Indeed, the West and its typifying genre are infected by a writer’s desire to invent outside of history, which is never as straightforward or thrilling as it could be, for the nineteenth and early twentieth centuries in America as imagined by people who were never there but perceive something indelible, something essential about themselves, or the country, that might be retrieved within the fabric of its vastness, illustrating the soul of the country by using time as a paintbrush. Melodrama supersedes. The impulse to intervene where history underwhelms, or, usually, omits, has kept the Western alive, no matter who helms the narrative, no matter the political scope of the project, whether in service of racist myth or indigenous reparation. Deconstructionist narratives—James Mangold’s Logan, Clint Eastwood’s Unforgiven, Jordan Peele’s Nope, for example—subsume a heightened yet self-conscious awareness of the retrograde elements of the Western: its assumptions about necessary violence against outsiders, about the land’s abundance, about the knotted liberation it enacts, seemingly unable to halt a projection of those elements as genre-veiled truth. In the West, an extremity of language and philosophy, of stark morality and behavior, seemingly reflects the extremity of the region.

2.

James Benning’s 1995 documentary Deseret is a lightning rod.
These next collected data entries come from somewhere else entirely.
PR #6019, opened 2018-03-15
Fix aws credentials

### LINKED ISSUE #5954: EBS builder hangs without credentials
I'm seeing behavior that Packer hangs and does not respond to interrupts when I have no local AWS credentials. After looking around it seems different but potentially related to behavior fixed in #5764.

Debug log and Packer template [are here](https://gist.github.com/pearkes/090d119a1fa97e8910511e86e49052c6).

Additionally, both of these return zero, and I have no kind of AWS authentication in my environment.

```$ env | grep AWS
$ ls ~/ | grep aws
```

This on OS X with Packer 1.2.1. 

This same template errors as I would expect with Packer 1.1.3:

```
Error querying AMI: AuthFailure: AWS was not able to validate the provided access credentials
```

### LINKED ISSUE #5976: packer will use .aws credentials even if others are explicitly specified in the build file
Describe the problem and include the following information:

Packer will opt to use AWS configuration from ~/.aws even if others are explicitly specified in the configuration file. This behaviour is unexpected and inconsistent with just about every other tool out there.

STEPS TO REPRODUCE:

1. configure AWS access keys with aws configure.
2. create a build file with other explicit settings (key, secret and region)
3. run packer build -only=amazon-ebs buildfile.json

EXPECTED BEHAVIOUR:

settings from step 2 are used when looking for resources and building the machine

OBSERVED BEHAVIOUR:

settings from step 1 are used instead.

$ packer version
Packer v1.2.1
$ uname -a
Darwin pasture 17.4.0 Darwin Kernel Version 17.4.0: Sun Dec 17 09:19:54 PST 2017; root:xnu-4570.41.2~1/RELEASE_X86_64 x86_64

### LINKED ISSUE #5986: Regression - No valid credential sources found for AWS Builder.
This is a follow-up for #5901
It was stated there that the problem was fixed in `1.2.1`, though I'm still experiencing it (but a version attached there as a pre-release binary works just fine).

- **Packer version**: 1.2.1 (downloaded as single binary from releases web page).
- **Host platform**: Windows 10 
- **Debug log output**: https://gist.github.com/JustAMan/28413ad29ed8d06c951bb77da8f06656
Note that I've slightly edited the log file (replaced some specific paths and proxy URLs)
- **Configuration file to reproduce**: as for specific example - I basically have a config that uses EBS builder with (so far) hardcoded credentials. Simplest version is here: https://gist.github.com/JustAMan/11bd33d96a1520e146da5b49a9530ac0

As a note for investigators: I also have `terraform.exe` placed next to `packer.exe`, and I have a Terraform config file in the directory I have packer config. I've used Terraform before to create a few nodes on Amazon (using same credentials, also hardcoded in Terraform config for now).

mwhooker:
Fixes #5976, fixes #5954

I think this will fix #5986 but need to verify.

Unfortunately in an attempt to get assume role working, I moved the `WithCredentials` call below where it would have had any effect. This allowed the SDK's default behavior to kick in, which fixed assume role, but had the unintended side-effect of breaking everything else.

This deprecates the skip_metadata_api_check option, but I don't think it's necessary. Happy to hear comments about this

### DIFF
--- a/builder/amazon/common/access_config.go
+++ b/builder/amazon/common/access_config.go
@@ -96,7 +96,7 @@ func (c *AccessConfig) Session() (*session.Session, error) {
 
 	creds := credentials.NewChainCredentials(providers)
 
-	config := aws.NewConfig().WithMaxRetries(11).WithCredentialsChainVerboseErrors(true)
+	config := aws.NewConfig().WithCredentialsChainVerboseErrors(true)
 
 	if c.RawRegion != "" {
 		config = config.WithRegion(c.RawRegion)
--- a/builder/amazon/common/access_config.go
+++ b/builder/amazon/common/access_config.go
@@ -3,14 +3,12 @@ package common
 import (
 	"fmt"
 	"log"
-	"os"
 	"strings"
 	"time"
 
 	"github.com/aws/aws-sdk-go/aws"
 	"github.com/aws/aws-sdk-go/aws/awserr"
 	"github.com/aws/aws-sdk-go/aws/credentials"
-	"github.com/aws/aws-sdk-go/aws/credentials/ec2rolecreds"
 	"github.com/aws/aws-sdk-go/aws/ec2metadata"
 	"github.com/aws/aws-sdk-go/aws/session"
 	"github.com/hashicorp/go-cleanhttp"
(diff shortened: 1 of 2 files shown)


SwampDragons:
Will this also address https://github.com/hashicorp/packer/issues/5976?

SwampDragons:
As long as there isn't too much consternation about the skip metadata check, I think this is fine.

shadycuz:
I'm also seeing that my hardcoded creds are being skipped and I guess my ec2 instance role is being used. Will this fix or should I open a new issue? What version of packer doesn't have this current issue?

PR #6621, opened 2018-08-24
Merge ssh fields usage

azr:
<s>WIP: do not merge yet, I'm opening this PR so that we can all agree on what I am doing since there might be a lot of changes.</s>

This refactor goes toward storing ssh fields in the config v.s. the state-bag ( or other places ).

In order to have the less possible - one would be best - ways to ssh.

<s>This wip showcases the change for gcp & azure.</s>

PR #6739, opened 2018-09-19
Use config from state-bag as a pointer

### LINKED ISSUE #6712: openstack: store config in the statebag as a pointer.
The openstack builder currently stores it's config as a copy :

https://github.com/hashicorp/packer/blob/433003181b601ad8d98af9f188ec203f7496143f/builder/openstack/builder.go#L21-L34

https://github.com/hashicorp/packer/blob/433003181b601ad8d98af9f188ec203f7496143f/builder/openstack/builder.go#L73

Therefore every step that changes & stores the config won't have any impact on a field that is not a pointer or a reference :

https://github.com/hashicorp/packer/blob/433003181b601ad8d98af9f188ec203f7496143f/builder/openstack/run_config.go#L15-L50

It should be pretty straightforward to do a fix, but now I'm wondering wether it will break everything if we do.

#6701

Would love to hear your opinion @rickard-von-essen ! 🙂

azr:
Hi 🙂,

This pr sanitises `config` usages by making them all pointers/references. So that we can fix issues before they happen 😄.

Affected builders are split per commit.
___

History:

pr #6621 refactored usages of the ssh configuration fields to put them in the `config` instance of the statebag.

Often times, a step creates a machine & generates ssh settings to set them in `config` of the statebag.
For some builders, `config` was stored as a copy, meaning the ssh configuration was not set into state; meaning we could not reach an instance.
All cases we tested had pointers so we didn't see it coming.

___
⚠️  Let's test this before anything ! ⚠️ 

digitalocean got fixed in #6729 
alicloud got fixed in #6720
this reverts #6701
closes #6712 #6757

### DIFF
--- a/builder/amazon/ebs/builder.go
+++ b/builder/amazon/ebs/builder.go
@@ -112,7 +112,7 @@ func (b *Builder) Run(ui packer.Ui, hook packer.Hook, cache packer.Cache) (packe
 
 	// Setup the state bag and initial state for the steps
 	state := new(multistep.BasicStateBag)
-	state.Put("config", b.config)
+	state.Put("config", &b.config)
 	state.Put("ec2", ec2conn)
 	state.Put("awsSession", session)
 	state.Put("hook", hook)
--- a/builder/amazon/ebs/step_create_ami.go
+++ b/builder/amazon/ebs/step_create_ami.go
@@ -17,7 +17,7 @@ type stepCreateAMI struct {
 }
 
 func (s *stepCreateAMI) Run(ctx context.Context, state multistep.StateBag) multistep.StepAction {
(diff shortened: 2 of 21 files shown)


SwampDragons:
oof I'm profoundly nervous about this one. Definitely gonna need to read closely and then test thoroughly.

rickard-von-essen:
This works fine with OpenStack 👍

azr:
tested on ebs and it's seems allrighrt

azr:
tested on joyent triton and it worked

azr:
Okay since #6757 got fixed by a pr I could remove my scaleway fix from this pr and this is mergeable; wohoo !

PR #6751, opened 2018-09-21
WIP: openstack: use source_image_name to find UUID

### LINKED ISSUE #6740: OpenStack: source_image_name and use_blockstorage_volume
When I use `use_blockstorage_volume` of OpenStack builder with `source_image_name`, the following error is occurred from [here](https://github.com/hashicorp/packer/blob/71c515fda117fca874851315e7dd4e0dea624ec4/builder/openstack/step_create_volume.go#L48):
```
==> openstack: Error creating volume: Resource not found
```

But if I specified an source image with `source_image` option (UUID), it works.

rickard-von-essen:
Closes #6740


shield-9:
Confirmed this fixes #6740!

PR #6753, opened 2018-09-21
Netlify Redirect Fixes

jescalan:
This should fix the redirects file issue! 😁

### DIFF
--- a/website/source/_redirects
+++ b/website/source/_redirects
@@ -21,3 +21,6 @@
 /docs/platforms.html                            /docs/builders/index.html
 /intro/platforms.html                           /docs/builders/index.html
 /docs/templates/configuration-templates.html    /docs/templates/engine.html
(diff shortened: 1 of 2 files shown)


website/source/_redirects
```diff
@@ -21,3 +21,6 @@
 /docs/platforms.html                            /docs/builders/index.html
 /intro/platforms.html                           /docs/builders/index.html
 /docs/templates/configuration-templates.html    /docs/templates/engine.html
+/docs/machine-readable/*                        /docs/commands/index.html
+/docs/command-line/*                            /docs/commands/
```
alvin-huang: These two lines should be changed to:
```
/docs/command-line/*                            /docs/commands/:splat
/docs/extend/*                                  /docs/extending/:splat
```
according to https://www.netlify.com/docs/redirects/#splats

jescalan:
Nice catch @alvin-huang - fixed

It’s different from the status quo narrative that makes the southwest out to be a last refuge for American freedom, as it begins and ends with the land as a constant tether, an almost omniscient presence silently looking out from the depths of geological time. The film, which came out eight years before Jon Krakauer’s Under the Banner of Heaven, which charts nominally similar subject matter, doesn’t so much deconstruct the Western as reject its premises completely. Over the course of 82 minutes, Benning culls passages from 93 reports made over the course of 140 years in the New York Times: an archive charting the settling and development of the state of Utah. Each report, narrated in the documentary by Fred Gardner, a performer whose work has appeared nowhere else before or since, is 6 to 7 sentences long. There is a new shot for each sentence, and the film goes from black-and-white to color, switching from the former to the latter on May 3, 1900, around the time of the first color cinematography. There is no music and all the sound is diegetic, just the faint brush of the wind and distant clankings of work in the background. As a piece of narrative art, Deseret strips away any extraneous element that distracts from the words and the image: a choice that necessarily focuses the viewer’s attention on the implications of the text. 

Immediately, one will notice that the film is by no means an objective project, and better for it. Benning’s textual selections are not random, but damning, revealing and reiterating the deleterious effect that the Mormon Church has had on the Utah territory and its native people, as well as the American government’s opposition and eventual acquiescence to this often violent, enterprising ethos. A New York Times report Gardner reads from November 19, 1857: 

With the history behind them, a history of nearly 30 years of trial and suffering, the Mormons of Salt Lake are now a nation rather than a religion. They are very strongly entrenched in their continental Palestine…Mormonism in Utah is no longer a contemptible delusion. It has swelled from the proportions of a pitiful sect into those of an organized people.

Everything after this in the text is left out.